Daniel Gruss, TU Graz

In the meantime, however, researchers and Intel are in conflict over the severity of the problem and how to sort it out. TU Graz and VUSec recommend that software vendors turn off "hyperthreading," a feature of Intel chips that speeds up processing by allowing multiple tasks to run in parallel, while dramatically easing the success of some variants MDS attacks. In a phone call with WIRED, Intel insisted that the flaws did not justify disabling this feature, which would have a serious cost in terms of performance for users. In fact, the company rated the four vulnerabilities as simply "low to medium" severity, a note disputed by researchers at TU Graz and VUSec.

Intel engineers say, for example, that while MDS vulnerabilities can leave secrets, they also generate a tremendous amount of noise from computer operations. But security researchers discovered that they could reliably tap into this raw output to find the valuable information that they were looking for. To facilitate this filtering, they showed that an attacker could fool the processor by fleeing the same secret repeatedly, helping to distinguish it from ambient noise.

"If we tackle hard disk encryption, we will only attack it in a short time when the key is loaded into memory, so we have a great chance of getting the key and key. other data, "says Michael Schwarz, one of the TUs. The Graz researchers who worked on both the new MDS attacks and the earlier discoveries of Specter and Meltdown. "Some data will always be the same and others will change, we see what happens most often, it's the data we're interested in. These are basic statistics."

Or, as VUSec's Bos put it, "We drink from the fire hose, if you are smart, and you treat things with care, you do not get drunk and you get everything you need."

Minimize the gravity

The researchers argue that all this casts doubt on the severity of Intel for MDS attacks. TU Graz researchers, three of whom worked on the Specter and Meltdown attacks, evaluate the MDS attacks between these two earlier vulnerabilities, less severe than Meltdown but worse than Specter. (They point out that Intel has attributed to Specter and Meltdown an "average" severity as well, a judgment with which they did not agree at the time.)

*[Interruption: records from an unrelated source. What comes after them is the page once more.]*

PR #1226, opened 2022-04-29
fix(color): add indigo to colors (existing but not documented).

### LINKED ISSUE #1225: Docs > Customize > Color: $indigo is missing in All colors.
Even if it is the same color than <code class="notranslate">$purple` it may be interesting to make it appear in the documentation because it exists!

hannahiss:
Closes #1225

### DIFF
--- a/site/content/docs/5.1/customize/color.md
+++ b/site/content/docs/5.1/customize/color.md
@@ -28,14 +28,14 @@ Check out [our Sass maps and loops docs]({{< docsref "/customize/sass#maps-and-l
 
 ## All colors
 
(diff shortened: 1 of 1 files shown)


louismaximepiton (approved):
LGTM, I would have wrote something like: `... the indigo colors are the same as the purple ones.` But as-is looks fine to me.

hannahiss:
> LGTM, I would have wrote something like: `... the indigo colors are the same as the purple ones.` But as-is looks fine to me.
C'est un projet complet, on apprend l'anglais aussi ;-)

julien-deramond (approved):

Issue #901, opened 2021-11-09
Boosted v4 ⭢ v5 (remaining tasks)


julien-deramond:
This issue tracks all the remaining things to backport from Bootstrap v4.

For all actions done from this epic issue:
* Don't forget to update the migration page
* Ensure to add deprecation warnings in v4 when required (see [#560](https://github.com/Orange-OpenSource/Orange-Boosted-Bootstrap/issues/560) / [#562](https://github.com/Orange-OpenSource/Orange-Boosted-Bootstrap/issues/562)  for examples).

- [x] Gather and sort items from https://github.com/Orange-OpenSource/Orange-Boosted-Bootstrap/issues/383 then delete it as duplicate
- [x] Check the content of https://github.com/Orange-OpenSource/Orange-Boosted-Bootstrap/pull/640 and define an action_
- [x] Compare our v5 components with the design specifications and note the differences
- [x] Merge this list with the ones in comments
- [x] Study each item and create an issue for each one or delete it
- [x] Document somewhere ([Discrepancies between Boosted and Bootstrap](https://github.com/Orange-OpenSource/Orange-Boosted-Bootstrap/wiki/Discrepancies-between-Boosted-and-Bootstrap)?)Bootstrap parts dropped in Boosted (and the reasons as an history) and add in the DoDs to update this doc
  * no `.floating-label`
  * no `.form-control-sm`, `.form-select-sm`, `.input-group-sm`, `.col-form-label-sm` -> Should change with #1230
  * no forms' `.#{$state}-tooltip`
  * no `table-row-variants()`, `.table-bordered`, `.table-borderless`, `.table-striped` -> Should change with #859 
  * no `.btn-outline`
  * no `.pagination-sm` nor `.pagination-lg`
  * no active state for `.list-group-item-action` -> Should change with #1467
  * no floating labels
  * no carousel dark variant
  * alerts sizes & icons
  * [Tabs light](https://boosted.orange.com/docs/5.1/components/navs-tabs/#tabs-light)
  * Responsive pagination with `pagination-max-items()`
  * Progress sizes
  * Spinners sizes
  * Growing spinners -> Might have changed with #1041
  * `:focus-visible` is still here
  * Tools: bots Mattermost & Slack, Percy, Pa11y, Calibre App ;
  * Form validation: success and errors do not share the same layout, and icons aren't shown as inputs' `backgrounds`
  * Range input with filled thumb
[...]

PR #1228, opened 2022-04-29
fix(doc): add checks and radios without labels

hannahiss:
Closes [#1127 ](https://github.com/Orange-OpenSource/Orange-Boosted-Bootstrap/issues/1227)


hannahiss:
I'm not sure if it has to be done: it is asked in issue #901  but code specifies: 
`<!-- Boosted mod: don't promote "without label" -->`

louismaximepiton (approved):
Ah your right about it, I don't have any idea about this one. Maybe we should warn about it with an ODS alert ? Any thoughts @julien-deramond ?

julien-deramond (approved):
IMO it is not really related to ODS constraints so let's bring it back as it is.

Issue #1084, opened 2022-02-02
ODS > Navigation > Carousel Navigation


B3nz01d:
# Carousel Navigation

## Requirement

**For** a developer
**Who** is creating an Orange website
**The** carousel navigation
**is a** component
**that** allows to manipulate a carousel
**Boosted** will provide this ready to use component compatible with Orange design specifications and a11y requirements

[DSM reference](https://system.design.orange.com/0c1af118d/p/7773e1-carousel-navigation/b/99a7b7)

## General description

Carousel navigation allows users to navigate forward and backwards through content in a carousel component.

### Anatomy

Carousel navigation is composed of:
1. an arrow
2. a rounded container

### States

Carousel navigation has four possible states:
* Default
* Hover
* Pressed
* Disabled

### Appearance

Carousel navigation includes a black chevron which is set within a 50% white container to allow them to remain visible when placed over different colored backgrounds or imagery.
The 20% transparency is applied to the Default & Disabled States.
The carousel navigation is not displayed anymore under the Medium Screen size break point.

### Placement

The carousel navigation is positioned to the left and right edges of the carousel and centered vertically. For more examples of the carousel navigation used in hero banners, see the promotions examples in modules.

### Interaction

* Mouse: the component must be clickable
* Keyboard: the component will inherit the button interaction (focus + press "Enter")
    * Note: the carousel can also be manipulated with "left" and "right" keys but it will handle itself this behavior
* Touch (mobile): the component will inherit the button behavior on mobile
    * Note: the carousel can be manipulated by swiping the content but it will handle itself this behavior

### Animations

No animation for this component

## Accessibility

A good practice on [carousel accessibility](https://www.w3.org/WAI/tutorials/carousels/working-example/)

### Visual Accessibility

The image won't be used by screen readers; a visually hidden text will be used to inform the purpose of the commands: "Previous" / "Next".

#### Question: How the visible focus will be displayed?

- [ ] Check the current implementation to see if it is possible to have a visible focus (an outline) just around the button

### Usage Accessibility

N/A

## Technical specifications

This component won't be considered as a component but rather as a part of the Carousel component. So it won't be provided on its own.

### HTML Structure

The base HTML element will be a `<button>`.
The icon will be displayed within `<span>` (that must be hidden for screen reader) with a `:before` rule.
The image must be embedded by Boosted.

### JavaScript

No JavaScript directly for this component. JS will be handled by the Carousel component.

[...]

PR #1242, opened 2022-05-09
Carousel navigation focus

MewenLeHo:
Closes [#1084 ](https://github.com/Orange-OpenSource/Orange-Boosted-Bootstrap/issues/1084)

### DIFF
--- a/scss/_carousel.scss
+++ b/scss/_carousel.scss
@@ -135,7 +135,6 @@
       outline: 3px solid $brand-orange;
       outline-offset: 2px;
       box-shadow: 0 0 0 2px $white;
-
     }
   }
   // End mod
@@ -219,12 +218,22 @@
     &:hover,
     &:focus {
       background-color: color-contrast($carousel-indicator-active-bg);
-      transform: scale($carousel-indicator-hover-scale);
 
       &::before {
         transform: translate3d(-50%, -50%, 0) scale($carousel-indicator-active-scale);
       }
     }
+
+    &:hover {
+      transform: scale($carousel-indicator-hover-scale);
+    }
+
+    &:focus {
+      outline: 3px solid $brand-orange;
+      outline-offset: 2px;
+      box-shadow: 0 0 0 2px $white;
+    }
+
   }
 
   .active {
--- a/scss/_carousel.scss
+++ b/scss/_carousel.scss
@@ -104,7 +104,7 @@
   text-align: center;
   background: none;
   border: 0;
-  outline: 0;
+  outline: 0; // Boosted mod
   opacity: $carousel-control-opacity;
   @include transition($carousel-control-transition);
 
@@ -129,7 +129,6 @@
     color: $carousel-control-color;
   }
 
-  &:focus:focus-visible,
   &:focus {
     &[data-focus-visible-added] {
       & > span {
--- a/scss/_carousel.scss
+++ b/scss/_carousel.scss
@@ -104,6 +104,7 @@
   text-align: center;
   background: none;
   border: 0;
+  outline: 0;
   opacity: $carousel-control-opacity;
   @include transition($carousel-control-transition);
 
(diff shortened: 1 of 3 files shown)


scss/_carousel.scss
```diff
@@ -127,6 +128,15 @@
     --#{$boosted-prefix}control-bg: #{$carousel-control-icon-active-bg}; // Boosted mod
     color: $carousel-control-color;
   }
+
+  &:focus:focus-visible,
+  &:focus {
```
louismaximepiton, line 133: I think this selector could be upgraded with a `[data-focus-visible-added]` in order to not have the focus state on click

scss/_carousel.scss
```diff
@@ -127,6 +128,15 @@
...
+    & > span {
+      outline: 3px solid $brand-orange;
```
louismaximepiton, line 135: Think using rem could be better in the style page

scss/_carousel.scss
```diff
@@ -208,12 +218,22 @@
     &:hover,
     &:focus {
```
louismaximepiton, line 219: I guess that the weird behavior I can see is due to these selectors : 
- Focus the current page indicator
- There's a semi-moon that rolls over

louismaximepiton (changes requested):
I think the js should be improved ? Maybe on Bs side

Focus on carousel doesn't seem to pause it
Focus on indicators is weird : the current page indicator is kinda scaled up

MewenLeHo:
> I think the js should be improved ? Maybe on Bs side
> 
> Focus on carousel doesn't seem to pause it Focus on indicators is weird : the current page indicator is kinda scaled up

Should the carousel pauses on focus? Maybe. It may be useful for keyboard users.
What do you think about it @julien-deramond? It's a question for @Aniort and our accessibility experts.
However it's not the subject of this pull request.

julien-deramond:
> Should the carousel pauses on focus? Maybe. It may be useful for keyboard users. What do you think about it @julien-deramond? It's a question for @Aniort and our accessibility experts. However it's not the subject of this pull request.

Not sure it should since you're focusing the arrow, not the carousel itself (the content). But I let @Aniort gives us his feedback.
Agree that's not something to take into account in this PR. As said by @louismaximepiton if we change this behavior let's propose it directly to Bootstrap.

scss/_carousel.scss
```diff
@@ -104,6 +104,7 @@
   text-align: center;
   background: none;
   border: 0;
+  outline: 0;
```
julien-deramond, line 107: Missing `// Boosted mod`

scss/_carousel.scss
julien-deramond: What's the status of this comment? Resolved?

scss/_variables.scss
```diff
@@ -563,7 +563,8 @@ $container-padding-x: $grid-gutter-width !default;
 $border-width:                .125rem !default;
 $border-widths: (
   1: $border-width * .5,
-  2: $border-width
+  2: $border-width,
+  3: $border-width * 1.5
```
julien-deramond, line 567: By doing this you're adding a `.border-3` utility so it must be documented in https://deploy-preview-1242--boosted.netlify.app/docs/5.1/utilities/borders/#width by adding the following example: `<span class="border border-3"></span>`.

Note: an impact is observed where `.border-3` is used in the docs but is handle directly via https://github.com/twbs/bootstrap/pull/36476.

scss/_carousel.scss
```diff
@@ -124,9 +125,20 @@
   }
 
   &:active {
-    --#{$boosted-prefix}control-bg: #{$carousel-control-icon-active-bg}; // Boosted mod
+    --#{$boosted-prefix}control-bg: #{$carousel-control-icon-active-bg};
     color: $carousel-control-color;
   }
+
+  &:focus:focus-visible,
```
julien-deramond, line 132: Just out of curiosity, why do we need this `&:focus:focus-visible`? In other component just having `&:focus { &[data-focus-visible-added] {` seems sufficient.

scss/_carousel.scss
```diff
@@ -208,12 +220,24 @@
...
+    }
 
+    &:hover {
+      transform: scale($carousel-indicator-hover-scale);
       &::before {
         transform: translate3d(-50%, -50%, 0) scale($carousel-indicator-active-scale);
       }
     }
+
+    &:focus {
```
julien-deramond, line 232: :thinking: Buttons in `.carousel-indicators` are focusable?

julien-deramond (changes requested):

scss/_variables.scss
MewenLeHo: Done

PR #1253, opened 2022-05-11
Cards : Adding CSS var

louismaximepiton:


scss/_card.scss
```diff
@@ -18,6 +18,7 @@
   --#{$prefix}card-cap-color: #{$card-cap-color};
   --#{$prefix}card-height: #{$card-height};
   --#{$prefix}card-color: #{$card-color};
+  --#{$prefix}card-font-weight: #{$card-font-weight}; // Boosted mod
```
julien-deramond, line 21: IMO the naming is misleading: the usage is limited to `card-header` and `card-footer` and not to the entire font-weight of cards. Can't we have a name more specific here?

julien-deramond (approved):

PR #1255, opened 2022-05-12
🎤 A dollar is what I need

julien-deramond:
Two missing dollars in CSS variables definitions. Just check that there's no regression.


louismaximepiton (approved):
Couldn't spot any element where the `.go` was used + couldn't spot any regression.

PR #1257, opened 2022-05-13
chore/merge-main: finish remaining modifications after Bootstrap design doc refactoring

julien-deramond:
- [ ] Remove and take into account all `////////////////////////////////////////////////////////////` comments
- [ ] Remove and take into account all `<!---------------------------------------------------->` comments


julien-deramond:
@louismaximepiton Proposing via https://github.com/Orange-OpenSource/Orange-Boosted-Bootstrap/pull/1257/commits/be2196b6a5fa306f24fa34fe2410c8f0bed93c9e to remove the specific masthead h1 rule in order to have the responsive behavior of `.display-1` and have a nice size in mobile. LGTY?

site/assets/scss/_clipboard-js.scss
```diff
@@ -44,37 +37,19 @@
 
   // Boosted mod
   .bi {
-    width: 1.4em;
-    height: 1.4em;
+    width: 1.8125rem;
```
julien-deramond, line 40: I'd stick with `1.4em`. It is rather huge when displayed in the action bar next to the "Edit on StackBlitz" button.

site/assets/scss/_search.scss
```diff
@@ -10,7 +10,7 @@
 .DocSearch-Container {
   --docsearch-hit-shadow: none;
 
-  z-index: 1030;
+  z-index: 1100; // value 11000000000 seems to hide scrollbars under the backdrop
```
julien-deramond, line 13: 11000000000?

site/assets/scss/_clipboard-js.scss
louismaximepiton: I agree that the size is way better but should we keep it even if they are a bit blurry ?

PR #1259, opened 2022-05-16
Title bars : Add CSS var

louismaximepiton:


julien-deramond (changes requested):
It is `--#{$prefix}` everywhere instead of `--#{prefix}`

julien-deramond (approved):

Giuffrida of VUSec notes that Intel paid $ 100,000 to its team for its work under the company's "Bug Bounty" program, which rewards researchers who warn the company of critical flaws. It's hardly the kind of money paid for insignificant problems, he notes. But he also said that at one point, Intel offered VUSec only a $ 40,000 bug bonus, along with a $ 80,000 "gift" – something Giuffrida saw as an attempt to reduce the amount of the premium quoted publicly and therefore the perceived seriousness of the defects of MDS. VUSEC declined to offer more total money in favor of a premium better reflecting the severity of their findings and threatened to pull out of a bug bonus to protest. Intel has changed its offer to $ 100,000.

"It's clear what Intel is doing," says Giufrrida. "It's in their interest to say that" no, after Spectrum and Meltdown, we did not neglect other vulnerabilities, it's just that they were so minor that they spun. In a call with WIRED, Intel denied trying to manipulate the perceived premium size.

It may seem odd that so many researchers have found the flaws of MDS in the same amount of time – at least two independent teams of seven organizations and Intel itself – TU Graz researchers say that it is necessary to The Specter and Meltdown discovery has opened up a new, deeply complex and unexplored attack surface for hackers, a surface that could lead to serious and fundamental hardware security breaches in the future.

"There are even more components, and many of them are not documented at all, so it is not unlikely that this will continue for a while," says Moritz Lipp of TU Graz. His research colleague, Daniel Gruss, added, "We always expected this to occupy us for years." In other words, do not be surprised if more hidden holes are in the heart of your computer's processor for years to come.